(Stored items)
......

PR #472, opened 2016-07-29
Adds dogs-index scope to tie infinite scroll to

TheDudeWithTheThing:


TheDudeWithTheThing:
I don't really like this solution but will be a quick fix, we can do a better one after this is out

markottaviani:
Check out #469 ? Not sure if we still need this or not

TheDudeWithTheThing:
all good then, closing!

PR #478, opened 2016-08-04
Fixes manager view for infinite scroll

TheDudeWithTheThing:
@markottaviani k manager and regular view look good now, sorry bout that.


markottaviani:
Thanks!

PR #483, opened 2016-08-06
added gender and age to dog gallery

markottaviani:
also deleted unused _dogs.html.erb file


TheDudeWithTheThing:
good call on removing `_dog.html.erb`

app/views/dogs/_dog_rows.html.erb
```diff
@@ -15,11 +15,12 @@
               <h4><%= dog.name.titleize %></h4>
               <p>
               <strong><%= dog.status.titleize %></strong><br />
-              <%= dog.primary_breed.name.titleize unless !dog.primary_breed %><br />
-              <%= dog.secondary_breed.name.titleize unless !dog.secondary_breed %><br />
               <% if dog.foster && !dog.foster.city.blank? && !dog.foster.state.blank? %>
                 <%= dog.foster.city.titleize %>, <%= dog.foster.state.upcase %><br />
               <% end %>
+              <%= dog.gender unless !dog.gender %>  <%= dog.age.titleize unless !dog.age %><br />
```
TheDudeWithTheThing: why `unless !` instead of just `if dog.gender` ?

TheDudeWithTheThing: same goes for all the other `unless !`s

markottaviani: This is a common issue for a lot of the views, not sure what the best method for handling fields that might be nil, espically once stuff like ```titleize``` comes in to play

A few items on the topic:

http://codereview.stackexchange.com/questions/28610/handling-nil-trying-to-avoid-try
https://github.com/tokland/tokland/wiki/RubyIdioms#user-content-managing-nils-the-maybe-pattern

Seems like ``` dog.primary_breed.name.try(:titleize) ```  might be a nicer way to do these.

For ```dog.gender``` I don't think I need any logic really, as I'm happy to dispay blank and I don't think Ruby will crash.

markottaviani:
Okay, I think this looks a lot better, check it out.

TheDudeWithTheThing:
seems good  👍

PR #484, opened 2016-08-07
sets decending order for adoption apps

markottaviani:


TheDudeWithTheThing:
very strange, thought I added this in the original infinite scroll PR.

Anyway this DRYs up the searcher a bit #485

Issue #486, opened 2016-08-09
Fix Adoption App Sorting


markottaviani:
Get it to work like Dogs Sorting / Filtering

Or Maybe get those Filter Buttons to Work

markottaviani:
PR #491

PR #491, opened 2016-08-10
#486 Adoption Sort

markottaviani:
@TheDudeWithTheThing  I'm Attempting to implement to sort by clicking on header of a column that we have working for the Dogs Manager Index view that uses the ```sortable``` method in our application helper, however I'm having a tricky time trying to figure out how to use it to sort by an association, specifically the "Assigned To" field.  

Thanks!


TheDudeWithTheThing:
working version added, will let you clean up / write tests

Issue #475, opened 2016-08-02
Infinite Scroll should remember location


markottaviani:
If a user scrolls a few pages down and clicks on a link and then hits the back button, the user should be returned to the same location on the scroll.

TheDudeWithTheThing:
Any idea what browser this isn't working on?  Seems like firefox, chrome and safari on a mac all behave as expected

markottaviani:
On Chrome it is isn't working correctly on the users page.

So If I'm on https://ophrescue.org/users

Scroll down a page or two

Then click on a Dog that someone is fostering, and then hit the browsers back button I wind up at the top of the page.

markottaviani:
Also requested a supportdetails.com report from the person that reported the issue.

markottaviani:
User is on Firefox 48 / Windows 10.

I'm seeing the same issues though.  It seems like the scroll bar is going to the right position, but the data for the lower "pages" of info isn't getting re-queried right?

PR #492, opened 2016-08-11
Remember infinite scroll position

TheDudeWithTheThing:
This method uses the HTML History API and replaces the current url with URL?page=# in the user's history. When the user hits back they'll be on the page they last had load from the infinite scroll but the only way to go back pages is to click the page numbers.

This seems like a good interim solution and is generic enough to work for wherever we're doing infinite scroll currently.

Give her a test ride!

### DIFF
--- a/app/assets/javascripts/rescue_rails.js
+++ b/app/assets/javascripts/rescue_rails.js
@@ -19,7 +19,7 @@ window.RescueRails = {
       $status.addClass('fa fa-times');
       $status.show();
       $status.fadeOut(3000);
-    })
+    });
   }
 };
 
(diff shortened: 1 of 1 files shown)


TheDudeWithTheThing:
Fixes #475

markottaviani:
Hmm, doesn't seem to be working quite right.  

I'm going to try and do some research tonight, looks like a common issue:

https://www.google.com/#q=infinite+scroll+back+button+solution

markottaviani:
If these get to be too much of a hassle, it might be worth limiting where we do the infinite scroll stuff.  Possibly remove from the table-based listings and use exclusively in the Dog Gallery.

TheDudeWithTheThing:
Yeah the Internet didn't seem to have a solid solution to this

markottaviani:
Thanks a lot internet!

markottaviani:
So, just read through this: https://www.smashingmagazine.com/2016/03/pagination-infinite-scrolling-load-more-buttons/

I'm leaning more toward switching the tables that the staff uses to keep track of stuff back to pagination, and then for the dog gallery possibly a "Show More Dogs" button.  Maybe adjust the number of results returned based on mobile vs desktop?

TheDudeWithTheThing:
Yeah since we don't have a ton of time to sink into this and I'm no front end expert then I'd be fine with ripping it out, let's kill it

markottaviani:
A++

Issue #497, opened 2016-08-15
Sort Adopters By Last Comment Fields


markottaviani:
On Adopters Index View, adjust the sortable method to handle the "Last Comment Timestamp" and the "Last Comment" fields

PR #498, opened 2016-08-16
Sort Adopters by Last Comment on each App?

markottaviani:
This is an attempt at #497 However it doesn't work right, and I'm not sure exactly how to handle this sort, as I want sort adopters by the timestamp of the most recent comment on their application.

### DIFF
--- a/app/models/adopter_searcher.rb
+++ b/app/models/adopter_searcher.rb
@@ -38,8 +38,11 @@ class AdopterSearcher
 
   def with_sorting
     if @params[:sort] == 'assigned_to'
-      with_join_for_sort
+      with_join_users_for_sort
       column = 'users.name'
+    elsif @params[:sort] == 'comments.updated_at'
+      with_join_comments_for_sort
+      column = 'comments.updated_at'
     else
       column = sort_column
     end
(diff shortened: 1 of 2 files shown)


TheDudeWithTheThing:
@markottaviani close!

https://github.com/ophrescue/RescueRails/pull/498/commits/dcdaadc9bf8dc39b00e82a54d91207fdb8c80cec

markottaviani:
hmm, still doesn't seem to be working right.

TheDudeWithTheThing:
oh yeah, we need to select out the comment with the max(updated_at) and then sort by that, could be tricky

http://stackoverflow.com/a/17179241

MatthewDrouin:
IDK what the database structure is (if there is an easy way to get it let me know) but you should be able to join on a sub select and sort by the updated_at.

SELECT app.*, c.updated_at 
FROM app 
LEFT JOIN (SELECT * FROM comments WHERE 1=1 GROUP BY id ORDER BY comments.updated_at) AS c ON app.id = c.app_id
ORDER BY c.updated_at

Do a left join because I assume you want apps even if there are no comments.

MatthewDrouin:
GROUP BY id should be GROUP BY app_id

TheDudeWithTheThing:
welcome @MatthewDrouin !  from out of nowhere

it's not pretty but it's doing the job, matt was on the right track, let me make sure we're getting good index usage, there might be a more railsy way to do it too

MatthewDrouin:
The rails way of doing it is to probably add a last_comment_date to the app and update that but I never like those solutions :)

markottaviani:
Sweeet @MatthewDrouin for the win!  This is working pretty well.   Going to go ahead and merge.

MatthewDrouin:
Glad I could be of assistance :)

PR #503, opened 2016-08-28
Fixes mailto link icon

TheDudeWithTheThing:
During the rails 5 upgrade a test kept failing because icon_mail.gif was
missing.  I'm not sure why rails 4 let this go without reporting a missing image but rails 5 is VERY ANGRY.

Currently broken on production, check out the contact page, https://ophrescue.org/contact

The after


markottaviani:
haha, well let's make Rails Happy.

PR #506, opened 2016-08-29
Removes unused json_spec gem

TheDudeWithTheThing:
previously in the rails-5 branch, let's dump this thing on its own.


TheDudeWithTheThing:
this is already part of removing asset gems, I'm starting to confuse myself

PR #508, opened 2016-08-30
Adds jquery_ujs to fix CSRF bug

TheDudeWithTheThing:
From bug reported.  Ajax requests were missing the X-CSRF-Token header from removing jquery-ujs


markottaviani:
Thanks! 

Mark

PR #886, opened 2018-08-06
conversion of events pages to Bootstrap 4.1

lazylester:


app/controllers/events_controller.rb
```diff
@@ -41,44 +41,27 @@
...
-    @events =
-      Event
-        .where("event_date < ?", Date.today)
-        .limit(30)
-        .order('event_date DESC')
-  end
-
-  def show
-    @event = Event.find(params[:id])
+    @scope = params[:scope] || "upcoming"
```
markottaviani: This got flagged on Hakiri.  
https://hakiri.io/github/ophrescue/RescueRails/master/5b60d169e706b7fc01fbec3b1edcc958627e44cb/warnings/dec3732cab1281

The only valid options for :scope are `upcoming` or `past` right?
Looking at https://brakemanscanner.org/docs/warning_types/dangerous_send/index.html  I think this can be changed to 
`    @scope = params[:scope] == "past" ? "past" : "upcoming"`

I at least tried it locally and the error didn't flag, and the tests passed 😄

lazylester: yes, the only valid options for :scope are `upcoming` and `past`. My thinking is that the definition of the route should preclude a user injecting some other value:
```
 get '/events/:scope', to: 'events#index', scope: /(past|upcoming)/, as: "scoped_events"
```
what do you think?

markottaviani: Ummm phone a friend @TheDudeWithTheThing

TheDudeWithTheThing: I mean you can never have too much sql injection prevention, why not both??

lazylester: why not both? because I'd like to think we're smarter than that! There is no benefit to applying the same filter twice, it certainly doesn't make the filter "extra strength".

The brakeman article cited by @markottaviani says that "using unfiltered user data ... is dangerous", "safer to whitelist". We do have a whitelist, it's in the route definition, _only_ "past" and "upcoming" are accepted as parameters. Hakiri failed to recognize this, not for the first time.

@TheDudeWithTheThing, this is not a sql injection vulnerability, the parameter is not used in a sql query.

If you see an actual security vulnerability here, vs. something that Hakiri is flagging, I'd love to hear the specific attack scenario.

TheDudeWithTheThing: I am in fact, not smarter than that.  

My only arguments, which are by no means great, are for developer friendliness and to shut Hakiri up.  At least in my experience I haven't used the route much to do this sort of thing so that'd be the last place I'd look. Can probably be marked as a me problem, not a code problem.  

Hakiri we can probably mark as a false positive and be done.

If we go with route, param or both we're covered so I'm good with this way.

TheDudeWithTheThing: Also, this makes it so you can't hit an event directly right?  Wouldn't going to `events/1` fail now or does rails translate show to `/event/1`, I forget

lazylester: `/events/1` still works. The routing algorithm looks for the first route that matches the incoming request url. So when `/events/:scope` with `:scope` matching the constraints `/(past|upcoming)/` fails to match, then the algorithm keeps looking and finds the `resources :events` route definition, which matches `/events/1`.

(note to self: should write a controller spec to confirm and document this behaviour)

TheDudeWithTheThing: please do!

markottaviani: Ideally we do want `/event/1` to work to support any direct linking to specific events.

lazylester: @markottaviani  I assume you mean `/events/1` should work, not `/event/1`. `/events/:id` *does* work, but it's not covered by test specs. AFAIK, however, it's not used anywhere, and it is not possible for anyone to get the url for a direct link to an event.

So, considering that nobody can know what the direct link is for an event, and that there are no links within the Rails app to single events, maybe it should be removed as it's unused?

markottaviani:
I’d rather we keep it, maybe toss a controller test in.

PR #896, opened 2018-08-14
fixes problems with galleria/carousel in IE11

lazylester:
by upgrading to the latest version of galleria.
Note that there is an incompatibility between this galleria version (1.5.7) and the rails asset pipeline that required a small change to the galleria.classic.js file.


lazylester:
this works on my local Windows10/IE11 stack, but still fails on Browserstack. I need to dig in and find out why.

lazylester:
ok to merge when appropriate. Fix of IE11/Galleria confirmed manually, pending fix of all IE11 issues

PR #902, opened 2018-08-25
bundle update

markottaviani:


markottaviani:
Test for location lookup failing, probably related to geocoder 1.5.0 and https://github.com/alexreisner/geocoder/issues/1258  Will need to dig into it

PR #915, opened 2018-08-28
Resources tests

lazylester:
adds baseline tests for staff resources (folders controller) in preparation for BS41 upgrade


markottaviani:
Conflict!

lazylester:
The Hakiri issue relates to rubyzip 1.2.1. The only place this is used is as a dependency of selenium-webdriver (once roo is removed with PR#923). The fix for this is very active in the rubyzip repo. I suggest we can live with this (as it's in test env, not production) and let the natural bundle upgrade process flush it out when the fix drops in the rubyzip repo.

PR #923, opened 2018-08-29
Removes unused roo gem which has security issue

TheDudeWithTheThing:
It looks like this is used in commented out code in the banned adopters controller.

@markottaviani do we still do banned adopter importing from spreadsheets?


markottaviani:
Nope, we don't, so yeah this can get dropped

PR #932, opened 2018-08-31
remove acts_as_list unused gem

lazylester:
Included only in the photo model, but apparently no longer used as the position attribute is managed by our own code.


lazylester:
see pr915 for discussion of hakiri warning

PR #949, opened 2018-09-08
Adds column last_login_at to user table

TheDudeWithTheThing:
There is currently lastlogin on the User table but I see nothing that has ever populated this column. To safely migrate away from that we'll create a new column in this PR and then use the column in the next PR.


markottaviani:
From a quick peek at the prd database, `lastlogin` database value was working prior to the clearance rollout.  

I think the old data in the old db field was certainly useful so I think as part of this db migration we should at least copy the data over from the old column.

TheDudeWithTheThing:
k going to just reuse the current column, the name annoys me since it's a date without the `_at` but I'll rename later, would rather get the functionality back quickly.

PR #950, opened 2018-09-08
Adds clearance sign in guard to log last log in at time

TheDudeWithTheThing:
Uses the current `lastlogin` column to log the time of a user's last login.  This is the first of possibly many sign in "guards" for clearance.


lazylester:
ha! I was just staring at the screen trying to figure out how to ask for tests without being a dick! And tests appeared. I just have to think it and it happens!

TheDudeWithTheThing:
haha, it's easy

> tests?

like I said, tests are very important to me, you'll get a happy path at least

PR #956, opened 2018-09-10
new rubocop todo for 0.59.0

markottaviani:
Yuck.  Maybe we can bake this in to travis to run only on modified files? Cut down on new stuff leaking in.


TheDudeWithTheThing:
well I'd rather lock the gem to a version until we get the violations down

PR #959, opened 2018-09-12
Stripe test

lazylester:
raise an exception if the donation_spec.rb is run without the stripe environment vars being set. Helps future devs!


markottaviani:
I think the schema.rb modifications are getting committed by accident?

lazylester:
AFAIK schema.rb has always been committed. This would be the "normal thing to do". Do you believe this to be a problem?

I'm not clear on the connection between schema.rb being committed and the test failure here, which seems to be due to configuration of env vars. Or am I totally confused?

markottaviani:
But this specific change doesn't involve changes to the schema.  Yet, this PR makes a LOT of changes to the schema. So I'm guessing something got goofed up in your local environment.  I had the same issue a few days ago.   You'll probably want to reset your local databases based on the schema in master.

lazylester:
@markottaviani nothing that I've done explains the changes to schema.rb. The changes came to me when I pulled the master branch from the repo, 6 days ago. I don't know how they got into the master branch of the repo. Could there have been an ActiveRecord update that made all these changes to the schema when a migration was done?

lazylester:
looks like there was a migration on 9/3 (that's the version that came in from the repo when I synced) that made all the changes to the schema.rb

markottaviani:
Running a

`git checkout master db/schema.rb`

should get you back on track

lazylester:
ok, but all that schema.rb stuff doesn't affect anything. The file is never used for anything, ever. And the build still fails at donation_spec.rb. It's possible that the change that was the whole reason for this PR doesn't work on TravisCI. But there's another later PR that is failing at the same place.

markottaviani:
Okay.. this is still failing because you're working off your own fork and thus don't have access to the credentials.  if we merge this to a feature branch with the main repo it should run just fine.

......

**What the exercise asks**
Print only these lines, please. They run from the start of the entries above to the line containing "also deleted unused _dogs.html.erb file", both ends included, and must match exactly.

**Answer area**
PR #472, opened 2016-07-29
Adds dogs-index scope to tie infinite scroll to

TheDudeWithTheThing:


TheDudeWithTheThing:
I don't really like this solution but will be a quick fix, we can do a better one after this is out

markottaviani:
Check out #469 ? Not sure if we still need this or not

TheDudeWithTheThing:
all good then, closing!

PR #478, opened 2016-08-04
Fixes manager view for infinite scroll

TheDudeWithTheThing:
@markottaviani k manager and regular view look good now, sorry bout that.


markottaviani:
Thanks!

PR #483, opened 2016-08-06
added gender and age to dog gallery

markottaviani:
also deleted unused _dogs.html.erb file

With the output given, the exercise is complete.